↓↓↓

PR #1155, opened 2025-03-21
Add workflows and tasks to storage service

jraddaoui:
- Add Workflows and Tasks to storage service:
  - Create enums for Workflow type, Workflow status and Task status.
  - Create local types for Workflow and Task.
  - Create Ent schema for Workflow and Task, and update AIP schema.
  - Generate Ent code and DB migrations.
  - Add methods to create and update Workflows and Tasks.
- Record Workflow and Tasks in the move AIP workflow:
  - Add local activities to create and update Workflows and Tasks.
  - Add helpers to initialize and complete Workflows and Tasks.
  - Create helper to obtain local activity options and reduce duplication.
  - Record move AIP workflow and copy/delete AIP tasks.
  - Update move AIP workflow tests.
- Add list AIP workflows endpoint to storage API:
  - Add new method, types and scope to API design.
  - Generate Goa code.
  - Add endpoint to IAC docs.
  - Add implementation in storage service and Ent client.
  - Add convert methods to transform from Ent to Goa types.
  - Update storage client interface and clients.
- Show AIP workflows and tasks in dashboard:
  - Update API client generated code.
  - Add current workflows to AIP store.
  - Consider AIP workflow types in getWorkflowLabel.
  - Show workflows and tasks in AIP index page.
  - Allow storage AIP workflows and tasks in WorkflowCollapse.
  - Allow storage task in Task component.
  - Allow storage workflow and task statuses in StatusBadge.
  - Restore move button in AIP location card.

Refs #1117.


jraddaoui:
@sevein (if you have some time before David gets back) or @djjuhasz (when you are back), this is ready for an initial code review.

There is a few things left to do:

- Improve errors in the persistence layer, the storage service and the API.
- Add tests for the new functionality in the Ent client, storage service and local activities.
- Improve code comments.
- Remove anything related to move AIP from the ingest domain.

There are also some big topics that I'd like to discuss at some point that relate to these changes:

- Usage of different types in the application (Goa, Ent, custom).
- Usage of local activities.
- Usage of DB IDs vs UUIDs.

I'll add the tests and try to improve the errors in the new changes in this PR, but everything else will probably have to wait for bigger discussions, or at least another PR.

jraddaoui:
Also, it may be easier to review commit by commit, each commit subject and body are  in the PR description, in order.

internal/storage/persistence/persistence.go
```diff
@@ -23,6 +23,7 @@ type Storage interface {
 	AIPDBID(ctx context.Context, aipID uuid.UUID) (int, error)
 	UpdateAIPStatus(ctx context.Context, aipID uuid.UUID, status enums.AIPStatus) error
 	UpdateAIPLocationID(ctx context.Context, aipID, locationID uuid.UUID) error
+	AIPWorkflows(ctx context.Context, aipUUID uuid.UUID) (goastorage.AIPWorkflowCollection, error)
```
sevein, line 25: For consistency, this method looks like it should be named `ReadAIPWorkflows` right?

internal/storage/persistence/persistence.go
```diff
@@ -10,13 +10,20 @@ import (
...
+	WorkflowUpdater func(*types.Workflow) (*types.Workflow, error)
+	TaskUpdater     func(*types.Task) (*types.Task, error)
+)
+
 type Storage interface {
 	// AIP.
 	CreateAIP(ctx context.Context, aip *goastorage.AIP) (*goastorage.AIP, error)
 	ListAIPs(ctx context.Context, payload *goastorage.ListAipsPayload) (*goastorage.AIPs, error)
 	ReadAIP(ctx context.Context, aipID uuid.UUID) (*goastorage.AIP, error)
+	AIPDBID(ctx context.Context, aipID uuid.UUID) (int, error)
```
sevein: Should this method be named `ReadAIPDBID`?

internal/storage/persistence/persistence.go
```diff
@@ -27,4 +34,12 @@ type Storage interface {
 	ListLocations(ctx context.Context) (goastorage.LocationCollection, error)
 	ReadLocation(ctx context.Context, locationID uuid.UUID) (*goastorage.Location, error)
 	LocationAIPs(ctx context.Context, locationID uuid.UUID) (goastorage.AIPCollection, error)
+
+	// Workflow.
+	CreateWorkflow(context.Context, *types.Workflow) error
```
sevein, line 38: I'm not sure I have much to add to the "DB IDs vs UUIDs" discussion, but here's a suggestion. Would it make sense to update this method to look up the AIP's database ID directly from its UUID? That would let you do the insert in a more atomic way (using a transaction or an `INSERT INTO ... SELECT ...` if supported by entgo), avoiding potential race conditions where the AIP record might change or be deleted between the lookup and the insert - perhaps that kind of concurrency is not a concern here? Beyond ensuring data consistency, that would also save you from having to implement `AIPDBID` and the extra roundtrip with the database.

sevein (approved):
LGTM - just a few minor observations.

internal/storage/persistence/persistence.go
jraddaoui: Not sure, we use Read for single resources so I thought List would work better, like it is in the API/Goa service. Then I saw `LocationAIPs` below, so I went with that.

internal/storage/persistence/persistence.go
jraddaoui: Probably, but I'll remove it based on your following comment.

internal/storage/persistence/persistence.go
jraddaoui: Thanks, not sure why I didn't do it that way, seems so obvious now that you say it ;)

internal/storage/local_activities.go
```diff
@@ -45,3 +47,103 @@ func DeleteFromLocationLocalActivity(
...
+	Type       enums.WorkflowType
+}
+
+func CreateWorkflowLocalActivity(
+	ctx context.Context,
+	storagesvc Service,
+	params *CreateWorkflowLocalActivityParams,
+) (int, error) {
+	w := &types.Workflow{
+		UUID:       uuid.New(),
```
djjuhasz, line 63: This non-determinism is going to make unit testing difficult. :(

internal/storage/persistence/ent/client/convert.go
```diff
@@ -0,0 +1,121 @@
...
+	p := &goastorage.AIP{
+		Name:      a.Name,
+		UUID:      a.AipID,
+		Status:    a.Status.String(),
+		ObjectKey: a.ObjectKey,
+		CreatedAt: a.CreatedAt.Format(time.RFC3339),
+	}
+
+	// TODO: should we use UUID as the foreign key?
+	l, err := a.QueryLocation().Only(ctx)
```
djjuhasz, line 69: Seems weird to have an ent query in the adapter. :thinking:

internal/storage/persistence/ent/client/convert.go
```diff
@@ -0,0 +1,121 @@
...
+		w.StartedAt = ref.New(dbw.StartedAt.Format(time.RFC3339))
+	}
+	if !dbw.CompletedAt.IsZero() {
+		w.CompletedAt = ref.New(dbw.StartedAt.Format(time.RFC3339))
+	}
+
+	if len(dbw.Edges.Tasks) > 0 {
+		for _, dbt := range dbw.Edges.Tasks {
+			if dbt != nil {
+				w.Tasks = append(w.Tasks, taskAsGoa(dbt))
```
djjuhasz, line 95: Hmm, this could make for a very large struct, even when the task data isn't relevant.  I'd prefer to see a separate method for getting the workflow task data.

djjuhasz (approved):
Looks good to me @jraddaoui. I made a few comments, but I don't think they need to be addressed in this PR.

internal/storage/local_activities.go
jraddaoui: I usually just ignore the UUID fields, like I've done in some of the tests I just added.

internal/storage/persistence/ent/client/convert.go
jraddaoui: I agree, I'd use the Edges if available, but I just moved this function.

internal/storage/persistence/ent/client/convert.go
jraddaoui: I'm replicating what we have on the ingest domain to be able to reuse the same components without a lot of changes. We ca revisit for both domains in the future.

↑↑↑

[EXERCISE GOAL] Of all the entries above, repeat only the lines from the line that has "- Update move AIP workflow tests." to the line that has "- Show workflows", both lines included, exactly.

[FINISHED TASK]
  - Update move AIP workflow tests.
- Add list AIP workflows endpoint to storage API:
  - Add new method, types and scope to API design.
  - Generate Goa code.
  - Add endpoint to IAC docs.
  - Add implementation in storage service and Ent client.
  - Add convert methods to transform from Ent to Goa types.
  - Update storage client interface and clients.
- Show AIP workflows and tasks in dashboard:
  - Update API client generated code.
  - Add current workflows to AIP store.
  - Consider AIP workflow types in getWorkflowLabel.
  - Show workflows and tasks in AIP index page.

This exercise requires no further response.